If I were to invent a programming language for the 21st century - smb06
https://hackernoon.com/if-i-were-to-invent-a-programming-language-for-the-21st-century-78ba605c2ed2?source=linkShare-3e4d3e72fc4a-1495469894
======
PaulHoule
I feel strongly for point 2; so many things about floating point numbers are
distractions that make computers seem unintelligent. (Some of "A.I." is about
not acting stupid.)

Compilation speed in 1 turns out to be really important to many users. C/C++
projects with 1 hour+ build times are a reality for many in the industry. PHP
beat out Perl on the web partially because the PHP language was faster to
parse. Even so, I've seen people very frustrated by a 30 second build process
with PHP.

As for point 3, C/C++ metaprogramming is hell because the creators of C/C++
got the math wrong at the very beginning

[https://en.wikipedia.org/wiki/The_lexer_hack](https://en.wikipedia.org/wiki/The_lexer_hack)

Other forms of metaprogramming are so powerful that they should not be
dismissed just because of that train crash, particularly if you don't care how
fast the compiler is.

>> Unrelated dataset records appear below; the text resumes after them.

PR #390, opened 2026-05-28
Reorganize task execution to avoid duplicated RHELOSP-144965 test

danpawlik:
As it was suggested by Emma in the task, we can reorganize the tasks execution to confirm functionality and avoid duplication.


elfiesmelfie (approved):

ayefimov-1 (approved):
Duplicate test removed! Looks good to me.

PR #397, opened 2026-06-04
[OSPRH-30704] Check ceilometer_cpu labels

vyzigold:
Verify that ceilometer_cpu has all the labels we want

### DIFF
--- a/roles/telemetry_verify_metrics/tasks/verify_ceilometer_compute_metrics.yml
+++ b/roles/telemetry_verify_metrics/tasks/verify_ceilometer_compute_metrics.yml
@@ -66,6 +66,27 @@
       changed_when: false
 
     - name: |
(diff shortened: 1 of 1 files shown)


jlarriba:
I agree absolutely with this change and thus I'd approve it, but we have to take in account that the changes that enable project_name and user_name labels on ceilometer_cpu metric merged just today. This means that the fvt will start to fail downstream as soon as we merge this (as they are immediately imported into downstream) until a new ceilometer is built as part of a new compose.

danpawlik (approved):

vyzigold:
@jlarriba Sure, let me put it into draft for now then, so that someone doesn't accidentally merge it.

vyzigold:
A note. The changes to add project_name and user_name were reverted in the telemetry-operator. Plan is to include them again for the first bug fix release of FR6

Issue #1668, opened 2015-06-29
Tooltips should be hidden during drag


iwehrman:
They're an annoying distraction currently:
![tooltip](https://s3.amazonaws.com/f.cl.ly/items/2h1T2N0O3O3y0k3b3E0y/Screen%20Recording%202015-06-29%20at%2010.37%20AM.gif)

iwehrman:
Fixed by #1763.

PR #1763, opened 2015-07-18
Reset cursor after drag and disable tooltips during drag

iwehrman:
For some reason, the "grabbing" cursor does not automatically reset to the "default" cursor after a layer drag until the next mousemove event. This works correctly in modern web browsers, so perhaps this is a consequence of the details of the CEF integration provided by the Spaces plugin. The patch below hacks around the issue using the `os.resetCursor` API.

Ideally this would be part of the dragging infrastructure, but the comment below explains why that might not be sufficient. We can decide how to cross that bridge once @shaoshing and @volfied get to it with the drag-and-drop functionality of the CC Libraries panel.

### DIFF
--- a/src/js/actions/ui.js
+++ b/src/js/actions/ui.js
@@ -26,15 +26,46 @@ define(function (require, exports) {
 
     var Promise = require("bluebird");
 
-    var descriptor = require("adapter/ps/descriptor"),
+    var adapter = require("adapter"),
+        descriptor = require("adapter/ps/descriptor"),
         documentLib = require("adapter/lib/document"),
-        shortcuts = require("./shortcuts"),
-        system = require("js/util/system"),
-        adapterUI = require("adapter/ps/ui");
+        adapterUI = require("adapter/ps/ui"),
+        adapterOS = require("adapter/os");
 
     var events = require("js/events"),
         locks = require("js/locks"),
-        synchronization = require("js/util/synchronization");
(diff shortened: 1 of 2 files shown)


iwehrman:
I've also pushed c48db51, which addresses #1668 by disabling tooltips during layer the layer drag operation. It does so with new `ui.enableTooltips` and `disableTooltip` actions. The same comments above apply about moving this to

src/js/actions/ui.js
```diff
@@ -49,6 +80,28 @@ define(function (require, exports) {
...
+     * Globally disable tooltips and clear any current tooltip.
+     *
+     * @return {Promise}
+     */
+    var disableTooltips = function () {
+        return adapter.setPropertyValue(TOOLTIP_TIME_KEY, DISABLED_TOOLTIP_TIME).then(function () {
+            adapterOS.setTooltip("");
+        });
+    };
+    enableTooltips.writes = [locks.PS_APP];
```
volfied: C/P is bad for your health :)

volfied:
One bug, then I'll merge.

src/js/actions/ui.js
iwehrman: I wish there were a better way to do this so that it would be harder to make this mistake.

iwehrman: I'm only human, Barkin.

iwehrman:
Fixed and ready for re-review.

Issue #1760, opened 2015-07-18
Sibling hover overlay is incorrect before mousemove


iwehrman:
Here's a demonstration: http://cloud.wehrman.org/3K3G2K2v0w2s

To repro:

1. Create a group with two child shape layers, which mostly overlap. Select the group.
2. Double-click on top of the region of intersection of the two child layers. The top layer is correctly selected, but the overlay is for the bottom layer. This corrects itself on mousemove.

May be related to #1734.

volfied:
It's not related to #1734, but it's a bug nonetheless

iwehrman:
Fixed by #1765.

PR #1765, opened 2015-07-20
Get rid of topLayer highlighting during draw

volfied:
And instead let the actual function handle it.

This was a relic of D3 highlighting when we got the mouse events... but now that we have a complete control over highlighting function, we let it handle the highlight on draw.

Addresses #1760 @iwehrman since you opened this bug, can you review?


iwehrman:
It works and it removes a bunch of code, so let's not over-think this.

Issue #1764, opened 2015-07-20
Artboards can be dropped into groups, which causes play error


volfied:

volfied:
!!

PR #1770, opened 2015-07-20
Disallow dragging artboards onto groups

iwehrman:
Also disallow dragging an empty list of layers, which happens if you try to drag any selection that involves a background layer. Also delete some dead code.

Addresses #1764.

### DIFF
--- a/src/js/jsx/sections/layers/LayersPanel.jsx
+++ b/src/js/jsx/sections/layers/LayersPanel.jsx
@@ -36,7 +36,6 @@ define(function (require, exports, module) {
     var TitleHeader = require("jsx!js/jsx/shared/TitleHeader"),
         LayerFace = require("jsx!./LayerFace"),
         DummyLayerFace = require("jsx!./DummyLayerFace"),
-        math = require("js/util/math"),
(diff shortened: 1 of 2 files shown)


iwehrman:
Please test! I changed something that seems dead simple, which means there is perhaps a high probability that I have missed something obvious.

src/js/jsx/sections/layers/LayersPanel.jsx
```diff
@@ -276,7 +258,7 @@ define(function (require, exports, module) {
                         layerTreeDepth = doc.layers.maxDescendantDepth(layer) - layerDepth,
                         extraDepth = dropPosition !== "above" ? 0 : 1,
                         nestDepth = layerTreeDepth + targetDepth + extraDepth,
-                        maxDepth = draggingArtboard ? 1 : PS_MAX_NEST_DEPTH;
+                        maxDepth = draggingArtboard ? 0 : PS_MAX_NEST_DEPTH;
```
iwehrman: This is the fix for dragging artboards onto groups.

volfied:
D'oh!

Issue #1627, opened 2015-06-20
Color picker drag jitter


iwehrman:
I strongly suspect that this started with @designedbyscience's recent drag-and-drop changes:
http://cloud.wehrman.org/3G1y3O442m1T

designedbyscience:
I think this is actually do to historyStates (as I didn't touch that code, and it seems to jump as history state things appear in the console...)

@mcilroyc Could you check if that seems accurate?

iwehrman:
Transferring @mcilroyc to this salt mine.

mcilroyc:
![joe](https://cloud.githubusercontent.com/assets/1168110/8298543/961dfdce-192f-11e5-8d41-f612c802edb0.jpg)

mcilroyc:
History *does* seem to be the culprit.  I turned history tracking off and the jitter goes back to the old mostly-bearable levels.  I'll look further to see what our options are...

iwehrman:
By way of #1773, good enough for me.

PR #1773, opened 2015-07-21
Reduce ColorPicker Drag Jitter

mcilroyc:
This addresses the color picker drag jitter noted in #1627.

This removes the ColorPicker's CWRP which was forcing state.color to be calculated on new props, and instead fixes the way the ColorInput component forces the picker to update by listening to a specific timetravel event from history store.

request review by señor @iwehrman

### DIFF
--- a/src/js/jsx/shared/ColorInput.jsx
+++ b/src/js/jsx/shared/ColorInput.jsx
@@ -209,7 +209,7 @@ define(function (require, exports, module) {
                 swatchClassProps = {
                     "color-input": true
                 };
-            
+
             // Normalize to arrays
             var defaultValue = this.props.defaultValue,
                 valueArray = !Immutable.Iterable.isIterable(defaultValue) ?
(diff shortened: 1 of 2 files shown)


src/js/jsx/shared/ColorInput.jsx
```diff
@@ -330,16 +330,17 @@ define(function (require, exports, module) {
...
-            // HACK: force update the color picker on undo/redo. We explicitly
-            // listen for changes here instead of with the StoreWatchMixin because
-            // there is no relevant history state and we don't want to re-render.
+            // Force color picker to update upon undo/redo.
+            // The picker otherwise does not necessarily re-render upon receiving new props.
+            // Furthermore, we explicitly listen for changes here instead using the StoreWatchMixin because
+            // we care only about this narrow type of history change (the 'current' pointer being moved)
             this.getFlux().store("history")
-                .on("change", this._handleHistoryStateChange);
+                .on("timetravel", this._handleHistoryStateChange);
```
mcilroyc: note that we also do this for the rotate component, but that was already correctly listening to `timetravel`

mcilroyc:
see also: https://github.com/adobe-photoshop/spaces-design/commit/10479064c798ede99b1daa2dc361e15fc45f26c6

iwehrman:
It's way better, though I still see some jitter, which I don't recall previously. Still, the change does not add complexity and results in a major improvement, so OK!

PR #1774, opened 2015-07-21
Load the font list lazily

iwehrman:
To improve startup performance, and to more evenly distribute load on the UI thread in some cases, this moves the loading of the font list from startup time until it's first necessary. Luckily, loading the font list doesn't seem to be quite as slow as it used to be, but in some cases this could shave at least a few hundred ms off of startup time.

Side note: it's kind of weird that we mount the `Type` component even when there are no type layers. I guess this is a consequence of having all the type-related logic in one component. That makes sense, but it also kind of seems like the `Type` component should only be mounted when there are selected `Type` layers. Maybe I'm over-thinking this.

### DIFF
--- a/src/js/actions/type.js
+++ b/src/js/actions/type.js
@@ -366,13 +366,13 @@ define(function (require, exports) {
      * @private
      * @return {Promise}
      */
-    var afterStartup = function () {
+    var initFontList = function () {
         return descriptor.getProperty("application", "fontList")
             .bind(this)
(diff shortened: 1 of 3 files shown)


designedbyscience:
Would moving mounting of the Type component to only occur on the selection of Type layers slow down the selection of type layers?

iwehrman:
Probably.

designedbyscience:
On my machine, seems to give a single-digit percentage decrease in startup time.

A+++, would merge again

PR #1778, opened 2015-07-21
Use lodash sort for getMasterPolicyList

volfied:
I'm just gonna leave this here:

```
var scores = [1, 10, 2, 21]; 
scores.sort(); // [1, 10, 2, 21]
// Watch out that 10 comes before 2,
// because '10' comes before '2' in Unicode code point order.
```

https://developer.mozilla.org/en-US/docs/Web/JavaScript/Reference/Global_Objects/Array/sort

Helps solve #1650

### DIFF
--- a/src/js/models/eventpolicyset.js
+++ b/src/js/models/eventpolicyset.js
@@ -24,7 +24,8 @@
 define(function (require, exports, module) {
     "use strict";
 
-    var math = require("js/util/math");
+    var math = require("js/util/math"),
+        _ = require("lodash");
 
     /**
      * Manages a set of event policy lists.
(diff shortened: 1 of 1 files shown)


src/js/models/eventpolicyset.js
```diff
@@ -85,9 +86,10 @@ define(function (require, exports, module) {
      * @return {Array.<EventPolicy>}
      */
     EventPolicySet.prototype.getMasterPolicyList = function () {
-        return Object.keys(this._policyLists)
+        return _.chain(this._policyLists)
+            .keys()
             .map(math.parseNumber)
-            .sort()
+            .sortBy()
```
iwehrman: In theory I think the map could be included into the sortBy call.

iwehrman:
I also can't really find any promise in the lodash docs that numbers are sorted in ascending order, which is disturbing. But, it seems to work. If you feel like killing that extra map step, go for it. If not, I'll merge it.

volfied:
@iwehrman It is in the dev docs: https://lodash.com/docs#sortBy

Made the change, thank you for feedback.

Issue #1771, opened 2015-07-21
Dummy layer face should cover the rest of layer panel


volfied:
Sometimes my mouse moves fast enough that Dummy Layer Face never registers as a droppable during layer drags, so I have to move my drag back to the area to see the blue line. 

Feels like this could be fixed by making dummy face expand to the rest of the layer panel

iwehrman:
I'm kicking that one to @designedbyscience because it's all CSS. I'm not sure how to make the dummy face grow to fit the remaining panel size. If instead I make it a larger fixed size, it causes the panel to scroll vertically when it shouldn't.

pineapplespatula:
@chadrolfs  is this still happening?

chadrolfs:
Yep.
![layer-reorder-noop](https://cloud.githubusercontent.com/assets/8442631/12158273/67f21012-b48d-11e5-9ea8-8931383326ee.gif)

PR #1779, opened 2015-07-21
Minor layer drag tweaks

iwehrman:
Slightly expands the dummy layer area, and also makes the drop separator a little more responsive when dragging around invalid drop areas.

Addresses #1695, and to a lesser extent #1771.


volfied:
I'll allow it, but I don't think 1771 is still fixed by this.

Issue #1742, opened 2015-07-16
Layer Search dialog shouldn't dismiss by clicking in it's frame


chadrolfs:
open a file, cmd/ctrl + f, click in area around the input field

Result: layer search dialog is dismissed.

Issue #1720, opened 2015-07-10
Layer Search: selecting text in field can get jumbled


chadrolfs:
![screen shot 2015-07-10 at 2 14 34 pm](https://cloud.githubusercontent.com/assets/8442631/8629161/cb01eca8-270d-11e5-9443-ad82680fb63c.png)

chadrolfs:
check with @iwehrman or @volfied 
we had this problem before in other UI fields and I think one of them fixed it.

iwehrman:
Or @designedbyscience. I seem to recall that it had something to do with setting a background color on the text input versus it being transparent.

PR #1784, opened 2015-07-21
Search bugs: don't close dialog on click; fix for text jumbling when highlighted

hamburge:
for issues #1742 and #1720 

For #1742, I replaced dismissing the dialog with `event.stopPropagation()` because otherwise the item that was last selected (which doesn't necessarily match what you've inputted) will be set as the input value when you click on the dialog.


volfied:
:1234:

Issue #1711, opened 2015-07-09
Allow post condition validation to be turned off temporarily while in debug mode


mcilroyc:
Post condition validation is great.  It catches bugs.  But in some cases when tracking down performance issues, it would be nice to be able to selectively turn off PCV without ditching debug mode entirely.

volfied:
I thought this was a PR and I got so excited...

volfied:
Closing as this is now implemented, and a dev only feature.

PR #1785, opened 2015-07-21
Add debug menu items for postCond and PolicyVis toggling

volfied:
Under help menu, now we have better organization, and toggle items for postcondition verification and policy visualization, to help with debugging.

Addresses #1711, and couple other dev needs.

### DIFF
--- a/src/js/fluxcontroller.js
+++ b/src/js/fluxcontroller.js
@@ -293,7 +293,9 @@ define(function (require, exports, module) {
             post = action.post,
             parentActionName = actionReceiver.actionName,
             actionName = action.id,
-            actionTitle = "action " + parentActionName;
+            actionTitle = "action " + parentActionName,
+            preferences = this.flux.store("preferences").getState(),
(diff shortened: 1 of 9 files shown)


src/js/fluxcontroller.js
```diff
@@ -293,7 +293,9 @@ define(function (require, exports, module) {
             post = action.post,
             parentActionName = actionReceiver.actionName,
             actionName = action.id,
-            actionTitle = "action " + parentActionName;
+            actionTitle = "action " + parentActionName,
+            preferences = this.flux.store("preferences").getState(),
+            checkPost = preferences.get("postConditionsEnabled");
```
iwehrman: Is it too much to complain about having to do this lookup every for every action invocation even when not in debug mode?

iwehrman: On reflection, yes, that is too much to complain about.

iwehrman:
Looks great, thanks!

Issue #1683, opened 2015-07-07
After moving Artboard, old location for add UI shows before it's updated. 


chadrolfs:
https://www.dropbox.com/s/ym96xwttf8d0sop/redraw-oldloc.mov?dl=0

iwehrman:
FBNC to @chadrolfs.

PR #1788, opened 2015-07-21
Simplify overlay code, fix redraw issues with move/transform

volfied:
Couple changes:

 - Remove couple enable overlay calls that caused wrong re-draws
 - Change "editArtboardEvent" handler, so we reset bounds first, and then get layer order
 - During layer moves, if the hysteresis wasn't broken (0,0 move), we re-enable the overlay
 - Emit change events from tool store when tool modal state changes
 - Listen to tool store changes in SueprselectOverlay, so we can redraw overlay when modal state changes - this should be safe, as Toolbar, Scrim and SuperselectOverlay are the only listeners of tool store
 - If modal state is true, immediately clear the overlay, otherwise, debounce draw
 - Clean up the code to always clean things, but not draw anything in modal states

Addresses #1683, and probably also couple more transform/overlay bugs.

### DIFF
--- a/src/js/actions/transform.js
+++ b/src/js/actions/transform.js
@@ -1080,28 +1080,27 @@ define(function (require, exports) {
 
     var beforeStartup = function () {
         _artboardTransformHandler = synchronization.debounce(function () {
-            this.dispatch(events.ui.TOGGLE_OVERLAYS, { enabled: true });
-            
             // After each action we call, document model changes
             // so we re-get it
             var appStore = this.flux.store("application"),
                 nextDoc = appStore.getCurrentDocument();
 
-            return this.flux.actions.layers.getLayerOrder(nextDoc, true)
+            return this.flux.actions.layers.resetBounds(nextDoc, nextDoc.layers.allSelected)
                 .bind(this)
                 .then(function () {
                     nextDoc = appStore.getCurrentDocument();
                     this.flux.actions.layers.resetSelection(nextDoc);
                 }).then(function () {
                     nextDoc = appStore.getCurrentDocument();
-                    this.flux.actions.layers.resetBounds(nextDoc, nextDoc.layers.allSelected);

Metaprogramming is particularly strong for creating
domain specific languages, which especially put power into the hands of non-
professional programmers.

Two themes they don't mention:

1\. The most significant difference between natural and computer languages is
that natural languages are much more lenient in what people call
"identifiers". For instance, we can say

"Phil Collins" "The lead singer from Genesis" "The guy who sings on the track
I am listening to right now"

to refer to something (and you certainly could write database queries to do
the same) but programming languages require you to use a limited number of
specific terms that appear in the symbol table.

If you opened up the ability for the computer to accept many possible names
for things, you also open up the possibility of errors caused by over-eager
matches, and resolving that one is a toughie.

2\. Advanced programming languages can benefit from IDE integration. Start
with the benefits of an IDE such as PyCharm or IntelliJ Idea. Java would be
vastly more painful to program in if it did not have automated refactoring
tools, thus good IDEs can transform the acceptability of a language. In the
case of ambiguity resolution, as mentioned above, an IDE could engage the user
in a dialogue about ambiguities in the program.